## [Your objective]
Your answer should be only the lines below from the one with "logger.info('stop network in" to the one with "round = params['lastRound']", repeated exactly, ends included.

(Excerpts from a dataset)
* * * * * * *

PR #1848, opened 2021-01-20
testing: make e2e_client_runner more robust

tsachiherman:
## Summary

This PR improves the existing e2e client runner in two different ways:
1. It extends the time the kmd would remain in memory from 200 seconds to 3600 seconds.
    Given that some of our tests have a timeout of 300 seconds, it only make sense to align it with *at least* the duration of the longest test. Since we don't don't when each of the tests start running, we need to ensure it would be sufficiently large.
2. The existing wallet initialization bootstrapping code was polling for up to 5 seconds for the funds to be moved to the wallet. The changes here would ensure that:
    - The funds were moved successfully.
    - The operation is completed within a known number of rounds.
    - Instead of polling, it would wait for a new round. That sounds reduce the cpu load when running many e2e tests concurrently.
     

## Test Plan

See the above summary for details.

### DIFF
--- a/test/scripts/e2e_client_runner.py
+++ b/test/scripts/e2e_client_runner.py
@@ -174,7 +174,7 @@ class RunSet:
         if self.algod and self.kmd:
             return
         # should run from inside self.lock
-        xrun(['goal', 'kmd', 'start', '-t', '200'], env=self.env, timeout=5)
+        xrun(['goal', 'kmd', 'start', '-t', '3600'], env=self.env, timeout=5)
         algodata = self.env['ALGORAND_DATA']
         self.kmd = openkmd(algodata)
         self.algod = openalgod(algodata)
@@ -279,6 +279,7 @@ def goal_network_stop(netdir, normal_cleanup=False):
     logger.info('stop network in %s', netdir)
     try:
         xrun(['goal', 'network', 'stop', '-r', netdir], timeout=10)
+        xrun(['goal', 'kmd', 'stop'], env=self.env, timeout=5)
     except Exception as e:
         logger.error('error stopping network', exc_info=True)
         if normal_cleanup:
--- a/test/scripts/e2e_client_runner.py
+++ b/test/scripts/e2e_client_runner.py
@@ -79,15 +79,21 @@ def _script_thread_inner(runset, scriptname):
     # send one million Algos to the test wallet's account
     params = algod.suggested_params()
     round = params['lastRound']
-    txn = algosdk.transaction.PaymentTxn(sender=maxpubaddr, fee=params['minFee'], first=round, last=round+100, gh=params['genesishashb64'], receiver=addr, amt=1000000000000, flat_fee=True)
+    max_init_wait_rounds = 5
+    txn = algosdk.transaction.PaymentTxn(sender=maxpubaddr, fee=params['minFee'], first=round, last=round+max_init_wait_rounds, gh=params['genesishashb64'], receiver=addr, amt=1000000000000, flat_fee=True)
     stxn = kmd.sign_transaction(pubw, '', txn)
     txid = algod.send_transaction(stxn)
     ptxinfo = None
-    for i in range(50):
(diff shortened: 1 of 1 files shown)


test/scripts/e2e_client_runner.py
```diff
@@ -79,15 +79,21 @@ def _script_thread_inner(runset, scriptname):
...
     txid = algod.send_transaction(stxn)
     ptxinfo = None
-    for i in range(50):
+    for i in range(max_init_wait_rounds):
         txinfo = algod.pending_transaction_info(txid)
         if txinfo.get('round'):
             break
-        time.sleep(0.1)
+        status = algod.status_after_block(round_num=round)
+        round = status['lastRound']
```
algorandskiy, line 92: I think sleep is for good here, some delay between requests is better than nothing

* * * * * * *

## [Answer box]
     logger.info('stop network in %s', netdir)
     try:
         xrun(['goal', 'network', 'stop', '-r', netdir], timeout=10)
+        xrun(['goal', 'kmd', 'stop'], env=self.env, timeout=5)
     except Exception as e:
         logger.error('error stopping network', exc_info=True)
         if normal_cleanup:
--- a/test/scripts/e2e_client_runner.py
+++ b/test/scripts/e2e_client_runner.py
@@ -79,15 +79,21 @@ def _script_thread_inner(runset, scriptname):
     # send one million Algos to the test wallet's account
     params = algod.suggested_params()
     round = params['lastRound']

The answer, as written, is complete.